Well, eating dogs and cats is completely unacceptable here in the U.S.  To a lesser extent, the same with horses.  I'm sure many would feel disgust at the idea of eating monkeys, chimpanzees, or other more intelligent animal species as well. 

Eating insects is considered very odd.  Tripe and organ meats (are they the same thing?) are considered gross, some grosser than others.  For example, most Americans would find eating brain disgusting, but eating liver is not unusual.  It also depends on what part of the country you're in.


----------



## Orreaga

So far this discussion has been limited to animals and meat, what about other food taboos? 

For instance, in Navajo culture, do not eat corn when it is raining because lightning will strike you.  Also, do not eat nuts from a piñon pine that has been struck by lightning or you will have bad luck.


----------



## sokol

One Catholic taboo I could offer: my grandmother was horrified of the thought of someone not eating the host in church but taking it home (in the mouth), taking it out, *cutting (!) *it with a knife and eating it.

The cutting was the part she was especially frightened of; she told horror stories of men doing this and going to hell as a consequence, and as I was very little at the time I was horrified, too.

But I don't think that this applies any more - and why on Earth should someone even _think _of taking the host home to cut it in the first place?


----------



## viera

Dietary restrictions in the Catholic church, in particular the obligation to refrain from eating meat on Fridays, were done away with a long time ago (in the early sixties) by the second Vatican Council under Pope John 23rd.


----------



## sokol

viera said:


> Dietary restrictions in the Catholic church, in particular the obligation to refrain from eating meat on Fridays, were done away with a long time ago (in the early sixties) by the second Vatican Council under Pope John 23rd.

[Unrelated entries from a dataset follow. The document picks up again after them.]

PR #471, opened 2017-09-14
Edit event mvp issues 403, 374, 349 and 348

karbmk:
Yet to be completed


openCurrents/templates/edit-event.html
```diff
@@ -211,6 +211,7 @@ <h3 class="popup-title">Public or private?</h3>
 
         $('#location-box').append('<div id="location-'+id+'" class="relative hidden"><h6 class="fit-left navy">&</h6><span class="input-sizer"><input name="project-location-'+id+'" id="project-location-'+id+'" type="text" class="center" placeholder="location"/></span><i class="remove-input alert fa fa-lg fa-times"></i></div>');
         $('#location-'+id+'').slideDown();
+        initialize();
```
dannypernik: @karbmk does initialize() enable autocomplete for multiple locations? If so, I think we need it on create-event too. Thanks!

karbmk: Yes it does

openCurrents/templates/create-event.html
```diff
@@ -148,14 +148,13 @@ <h6 class="navy no-margin-bottom">Event coordinator</h6>
...
-                  {{ form.coordinator_firstname.errors }}
-                  {{ form.coordinator_firstname }}
-                </div>
-
-                <div class="input-right small-7 columns">
-                  {{ form.coordinator_email.errors }}
-                  {{ form.coordinator_email }}
+                <div class="input-left small-12 medium-8 columns end">
+                  <!-- form. .errors -->
+                  <select name="select-coordinator">
```
nickolashe: this does not look right

openCurrents/templates/edit-event.html
```diff
@@ -93,12 +104,14 @@ <h6 class="navy no-margin-bottom">Project coordinator</h6>
...
 
               <div class="row">
-                <div class="input-left small-5 columns">
-                  <input type="text" name="coordinator-name" placeholder="First name" value="{{event.coordinator_firstname}}"/>
-                </div>
-
-                <div class="input-right small-7 columns">
-                  <input type="text" name="coordinator-email" placeholder="Email" value="{{event.coordinator_email}}"/>
+                <div class="input-left small-12 medium-8 columns end">
+                  <!-- form. .errors -->
```
nickolashe: are we showing form errors anywhere?

openCurrents/views.py
```diff
@@ -1291,21 +1280,26 @@ def dispatch(self, request, *args, **kwargs):
...
+            data = form.cleaned_data
+        data = form.cleaned_data
         utc=pytz.UTC
         event_id = kwargs['event_id']
         edit_event = Event.objects.get(id=event_id)
 
         # save button - needs to handled through forms
         post_data = self.request.POST
-        if 'save-button' in post_data:
+        if 'save-button' in self.request.POST:
```
nickolashe: why not use form data?

openCurrents/views.py
```diff
@@ -1380,87 +1374,85 @@ def post(self, request, **kwargs):
...
-                        coord_email,
-                        self.request.user.email
-                    )
-                except Exception as e:
-                    logger.error(
-                        'unable to send transactional email: %s (%s)',
-                        e.message,
-                        type(e)
-                    )
+            # coord_user = None
```
nickolashe: why are we removing this?

nickolashe:
@karbmk why not simply use UpdateView here does most of the work for you (such as populating the form with the existing object's values)
https://docs.djangoproject.com/en/1.11/ref/class-based-views/generic-editing/#updateview

nickolashe:
@dannypernik I think the fact that you are combining update with a delete in the same template is making things more complicated for us

nickolashe:
@dannypernik @karbmk please familiarize yourself with the generic editing views in django:
https://docs.djangoproject.com/en/1.11/ref/class-based-views/generic-editing/#generic-editing-views

nickolashe:
this also https://rayed.com/wordpress/?p=1266

openCurrents/views.py
karbmk: Form data doesn't have save button

openCurrents/views.py
karbmk: That was because we eliminated the new admin signup from that page

openCurrents/templates/edit-event.html
karbmk: Nope. I should look on that

dannypernik: sorry I commented that out since I wasn't sure if it needed to change with the new input and it wouldn't run with django tags in the comments

dannypernik:
@nickolashe @karbmk  we can add a "Delete event" button on the dropdown of each event on profile page, though it's fairly common to see a "delete" button on edit pages. I'm happy with whichever is easier, we'd need to move the "Are you sure?" popup to the profile

karbmk:
Thanks for letting me know about the updateview @nickolashe . I will incorporate that. 

About the delete button we can call a different view during the "are you sure" pop-up. What do you guys think @nickolashe @dannypernik

openCurrents/templates/edit-event.html
nickolashe: i think this is pretty standard in other templates:
https://github.com/opencurrents/opencurrents/blob/develop/openCurrents/templates/time-tracker.html#L33-L45

openCurrents/views.py
nickolashe: is the purpose here that there are two forms and we want to tell which one was submitted?

openCurrents/views.py
nickolashe: are we still letting them to change the coordinator?

nickolashe:
@karbmk @dannypernik I think we should two separate views. In general, to maximize efficiency, I think we should go with whatever works well with the framework we've chosen to work with (django), irrespective of what's done on other sites.

dannypernik:
@nickolashe yes agreed. only thing I'm now confused about is that @karbmk says the "Are you sure" popup (from the edit-event page, presumably) can call a second view on that page? Also, the alternative that I'm imagining is having a "Delete event" button in the event dropdown on org-admin (formerly admin-profile). And then an "Are you sure" popup on org-admin.

Upon review, I prefer the second implementation. @nickolashe ?

openCurrents/templates/create-event.html
nickolashe: @karbmk what was the reason for this change and are there any plans on fixing this?

openCurrents/templates/edit-event.html
nickolashe: @karbmk can we include basic form error handling similar to the one linked above?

Could you, please, tell this my parents? 
It seems that no-one ever has told them ...

But in *earnest:* where I grew up, in the Upper Mühlviertel region, it is still considered as _*obligatory *_by many people not to eat meat on Ash Wednesday and Good Friday, and people who eat meat that days in public are frowned upon by most people - though this tells you that not everyone in Mühlviertel still sticks to the rule.
(Mühlviertel is one of the Austrian rural regions where there is still practised a rather pronounced conservative Catholicism.)

In Vienna, however, where I live at the time, I haven't come across *any *people (yet!) who still stick to the fasting restrictions.


----------



## Tetina

The Orthodox also have no taboo foods and there is only restriction in the food we eat in certain days of the week (like the Catholics) and on periods of fasting when even restaurants adjust their menou. 

But generally the Greek menou doesn't include: *dogs, cats, mice, insects*, *turtles, snakes, donkeys, horse meat* and we don't drink *blood* or anything made of it- like sausage. 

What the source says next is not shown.